To give a flavour for the significance of the results: the impact on historical mortality rates for Ireland can be as high as 6% and the same can be said for the UK. Like I said, pretty striking stuff.
In addition, crucially, the volatility of mortality rates and mortality improvement rates reduces when the tables are corrected. Volatility is a key input in any stochastic models and a reduction in volatility will lead to more predictable results and likely lower capital for mortality and longevity risk.
Finally, what previously looked like isolated cohort effects in the original national mortality tables virtually disappear when we correct the data, resulting in better informed choices regarding the inclusion of a cohort component and the statistical models used.
What next?
The challenge to the industry is to ask ourselves whether we have corrected the national mortality rates being input into our models, either directly or indirectly, and indeed whether we are using sufficiently sophisticated models in the first place.

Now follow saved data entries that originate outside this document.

Issue #505, opened 2017-12-27
cannot run two instances of leelaz on a supercomputer


alreadydone:
Please see the following terminal output. Does anyone has an idea what the cause may be? I am able to run one instance of autogtp on this supercomputer, which generates moves at a rate of 3 seconds/move, but I don't think this completely exploits the full power of the Tesla K20.

`~/leela-zero> autogtp/leelaz -w weights.txt & autogtp1/leelaz -w weights.txt
[1] 27460

Wed Dec 27 06:58:08 2017: [unset]:_pmi_alps_get_apid:alps_app_lli_put_request failed
Wed Dec 27 06:58:08 2017: [unset]:_pmi_alps_get_appLayout:pmi_alps_get_apid returned with error: Bad file descriptor
**(these don't matter when running one instance)**

Using 2 thread(s).
RNG seed: 11884490720694353691
Leela Zero  Copyright (C) 2017  Gian-Carlo Pascutto
This program comes with ABSOLUTELY NO WARRANTY.
This is free software, and you are welcome to redistribute it
under certain conditions; see the COPYING file for details.

Initializing OpenCL

Wed Dec 27 06:58:08 2017: [unset]:_pmi_alps_get_apid:alps_app_lli_put_request failed
Wed Dec 27 06:58:08 2017: [unset]:_pmi_alps_get_appLayout:pmi_alps_get_apid returned with error: Bad file descriptor

Using 2 thread(s).
RNG seed: 1535599010717395473
Leela Zero  Copyright (C) 2017  Gian-Carlo Pascutto
This program comes with ABSOLUTELY NO WARRANTY.
This is free software, and you are welcome to redistribute it
under certain conditions; see the COPYING file for details.

Initializing OpenCL

Detected 1 OpenCL platforms
Platform version: OpenCL 1.2 CUDA 7.5.23
Platform profile: FULL_PROFILE
Platform name:    NVIDIA CUDA
Platform vendor:  NVIDIA Corporation
Device ID:     0
Device name:   Tesla K20
Device type:   GPU
Device vendor: NVIDIA Corporation
Device driver: 352.68
Device speed:  705 MHz
Device cores:  13 CU
Device score:  1112
Selected platform: NVIDIA CUDA
Selected device: Tesla K20
with OpenCL 1.2 capability

Detected 1 OpenCL platforms
Platform version: OpenCL 1.2 CUDA 7.5.23
Platform profile: FULL_PROFILE
[...]

PR #973, opened 2018-03-04
Autogtp: Add no resign and self play only options

WhiteHalmos:
- No resign makes it easier to keep resign analysis running without
  maintaining local changes.
- Self play only allows clients who only want to run self play games to
  do so.

### DIFF
--- a/autogtp/Management.cpp
+++ b/autogtp/Management.cpp
@@ -42,7 +42,9 @@ Management::Management(const int gpus,
                        const int ver,
                        const int maxGames,
                        const QString& keep,
-                       const QString& debug)
+                       const QString& debug,
+                       const bool noResign,
+                       const bool onlySelfPlay)
 
     : m_syncMutex(),
     m_gamesThreads(gpus * games),
@@ -54,6 +56,8 @@ Management::Management(const int gpus,
     m_gamesPlayed(0),
     m_keepPath(keep),
     m_debugPath(debug),
+    m_noResign(noResign),
+    m_onlySelfPlay(onlySelfPlay),
     m_version(ver),
     m_fallBack(Order::Error),
     m_gamesLeft(maxGames),
@@ -125,7 +129,7 @@ void Management::giveAssignments() {
                 m_gamesThreads[thread_index]->order(getWork(finfo));
             } else {
                 m_gamesThreads[thread_index]->order(getWork());
-            }            
+            }
             m_gamesThreads[thread_index]->start();
         }
     }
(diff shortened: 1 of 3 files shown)


WhiteHalmos:
@marcocalignano I've added an option to request "only self play" matches. Please take a look at the code when you get a chance. Thanks!

gcp:
I won't take the no resign flag into the official distribution. I don't want anyone to get the idea that this is flag they *can* or *should* fiddle with.

Only self-play is a bit more tricky, but AFAIK the only real use case for it were some very strange hardware/driver setups.

Not too keen on taking this.

marcocalignano:
I am not for only-self play either. I think if you want to support the project doing matches is also part of it. Why someone would want to disable it?.

gcp:
There's apparently some shared supercomputer toggles in nvidia's driver that limits the access to the GPU to a single process. This works for self-play, but breaks in amtches.

WhiteHalmos:
If you have a slow or flaky network connection, even with no driver issues or a decently fast computer, you also don't want to keep downloading big networks, especially now that we are on 10 blocks and possibly more in the future.

Agreed about resign, will back that out.

gcp:
Matches cause much more networks downloads.

I hear you about the second part though. It only takes one "smart" person to advertise the option as "bandwidth optimization" and before you know it we're stuck because there are no match clients. I have some experience in my day job with this kind of "optimization guides"...

marcocalignano:
If this is a problem of supercomputer only, and give that a supercomputer has multiple GPU I could teach autogtp to start the tho process on different GPUs what a match is requested. Would be this a good solution?

alreadydone:
People using supercomputers likely compile by themselves, so they can modify the source themselves. (Are there any other people? I hope my proposal will attract some.) My solution is to add a global variable selfPlayOnly = true as in https://github.com/alreadydone/lz/blob/br2gpu/autogtp/Management.cpp
P.S. Each job on Big Red II requests one node with one GPU. I had no luck making one job utilize 2 GPUs.

WhiteHalmos:
@marcocalignano The number of match networks is an order of magnitude higher than the number of best networks.

@gcp If someone wanted to post an optimization guide they can already do so. The code is open source, nothing prevents them from compiling their own binaries or sharing patch diffs. I don't think this is a valid argument against making it easier for legitimate contributors whose autogtp fails often due to network (we have actual reported network issues, not theoretical adversaries).

marcocalignano:
So the only arguments for not doing matches is that the network is to slow for the download and a supercomputer with nvidia drivers that does not allow two process on the same GPU. 
For the first problem we can have a detection of network speed upon network downloading. 
For the second it should be possible to detect if two processes can run on the GPU. 
In both case I could resurrect my old branch where autogtp send time stats to the server per game, and add like a flag that tell the server "This client has slow network connection please send no matches" or "This client cannot share it GPU pleas no matches". 
@roy7 Do you have time to have a look at that old branch? (Last time I proposed it you were busy cleaning the server code before uploading it for the first time).

alreadydone:
@marcocalignano FYI this was the output from running two instances of leelaz on Big Red II: https://github.com/gcp/leela-zero/issues/505

WhiteHalmos:
And also my selfish desire to run resign analysis with no local changes. Sounds like you prefer automatic over command-line flag, which sounds good too.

The computation and analysis of mortality rates may no longer necessarily be our bread and butter, but a technical refresher and development of our thinking regarding this classic insurance risk is a welcome and timely contribution by Milliman researchers in Paris. If you would like more information, feel free to email me.
1Note that some of these individuals would have been born in 1920 and some would have been born in 1919, i.e., period mortality rates combine two different cohorts or generations of individuals. This is distinct from cohort mortality rates, which analyse individuals at a given age who were all born in the same year.